(Stored items)

PR #45, opened 2017-02-10
Allow filters to evaluate Enum values (like LogLevel)

FredrikGoransson:
Added value interpreter for Enum type properties (like LogLevel)

Filters can with this be expressed as:

"include": "Level == Informational"
"include": "Level != Error"
"include": "ProviderName == EventSourceName && Level == Error"
"include": "ProviderName == EventSourceName && Level <= Warning"
"include": "Level != Warning"

### DIFF
--- a/src/Microsoft.Diagnostics.EventFlow.Core/Implementations/FilterEvaluators/CachingPropertyExpressionEvaluator.cs
+++ b/src/Microsoft.Diagnostics.EventFlow.Core/Implementations/FilterEvaluators/CachingPropertyExpressionEvaluator.cs
@@ -6,6 +6,7 @@ using System;
 using System.Collections.Immutable;
 using System.Diagnostics;
 using System.Globalization;
+using System.Reflection;
 
 namespace Microsoft.Diagnostics.EventFlow.FilterEvaluators
 {
@@ -84,6 +85,16 @@ namespace Microsoft.Diagnostics.EventFlow.FilterEvaluators
                     return parsedDateTimeOffsetValue;
                 }
                 else return null;
+            }
+            else if (eventPropertyValueType.GetTypeInfo().IsEnum)
+            {
+                object retval = null;
+                try
+                {
+                    retval = Enum.Parse(eventPropertyValueType, this.value);
+                }
+                catch (Exception) { }
+                return retval;
             }
             else
             {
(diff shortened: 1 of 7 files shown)


src/Microsoft.Diagnostics.EventFlow.Core/Implementations/FilterEvaluators/CachingPropertyExpressionEvaluator.cs
```diff
@@ -85,6 +86,16 @@ private object InterpretRhsValue(Type eventPropertyValueType)
                 }
                 else return null;
             }
+            else if (eventPropertyValueType.GetTypeInfo().IsEnum)
+            {
+                object retval = null;
+                try
+                {
+                    retval = Enum.Parse(eventPropertyValueType, this.value);
```
karolz-ms: Enum.TryParse() is probably a bit more efficient

karolz-ms:
Thanks a bunch for your contribution, Fredrik! Much appreciated.

nblumhardt:
Is there a way to distinguish between the enum value `Error` and a property called `Error`?

E.g. assuming the following event from Serilog:

```csharp
var result = someApi.SomeCall();
if (result.HasError)
{
    // The event is an error, carrying a property called `Error` with an integer value
    Log.Error("The API call failed with code {Error}", result.ErrorCode);
}
```

Now if the filter is:

```
Level == Error
```

Is it possible the event will fail to match the filter, because `Error` is a property with value `123`? This would be a bit of a gotcha if so, since a monitoring system might not pick up a legitimate error event.

karolz-ms:
@nblumhardt great question. I do not think it is possible today because LHS of the expression is always interpreted as property name and RHS is always interpreted as a literal value. See https://github.com/Azure/diagnostics-eventflow/blob/master/src/Microsoft.Diagnostics.EventFlow.FilterParserGenerator/FilterParser.peg So there is no ambiguity.

nblumhardt:
@karolz-ms ah that makes sense, thanks for the clarification.

src/Microsoft.Diagnostics.EventFlow.Core/Implementations/FilterEvaluators/CachingPropertyExpressionEvaluator.cs
FredrikGoransson: Did not use TryParse since both overloads are generic methods, eg TryParse<T> and we only have a Type at resolution time.

FredrikGoransson: md removed my < and >.... TryParse of T are the only overloads for TryParse

FredrikGoransson: md removed my < and >.... TryParse of T are the only overloads for TryParse

karolz-ms: ah, good point

PR #49, opened 2017-02-21
Fix nuget package name typo in README.md

dkultasev:
There is typo in the nuget package name "Microsoft.Diagnostic.EventFlow.Outputs.StdOutput" it is supposed to be "Microsoft.Diagnostic**s**.EventFlow.Outputs.StdOutput"


karolz-ms:
Thank you!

• What to do
Check each line of the records for the word "Microsoft", and show the lines that contain it.

• Answer area
--- a/src/Microsoft.Diagnostics.EventFlow.Core/Implementations/FilterEvaluators/CachingPropertyExpressionEvaluator.cs
+++ b/src/Microsoft.Diagnostics.EventFlow.Core/Implementations/FilterEvaluators/CachingPropertyExpressionEvaluator.cs
 namespace Microsoft.Diagnostics.EventFlow.FilterEvaluators
@@ -84,6 +85,16 @@ namespace Microsoft.Diagnostics.EventFlow.FilterEvaluators
src/Microsoft.Diagnostics.EventFlow.Core/Implementations/FilterEvaluators/CachingPropertyExpressionEvaluator.cs
@nblumhardt great question. I do not think it is possible today because LHS of the expression is always interpreted as property name and RHS is always interpreted as a literal value. See https://github.com/Azure/diagnostics-eventflow/blob/master/src/Microsoft.Diagnostics.EventFlow.FilterParserGenerator/FilterParser.peg So there is no ambiguity.
src/Microsoft.Diagnostics.EventFlow.Core/Implementations/FilterEvaluators/CachingPropertyExpressionEvaluator.cs
There is typo in the nuget package name "Microsoft.Diagnostic.EventFlow.Outputs.StdOutput" it is supposed to be "Microsoft.Diagnostic**s**.EventFlow.Outputs.StdOutput"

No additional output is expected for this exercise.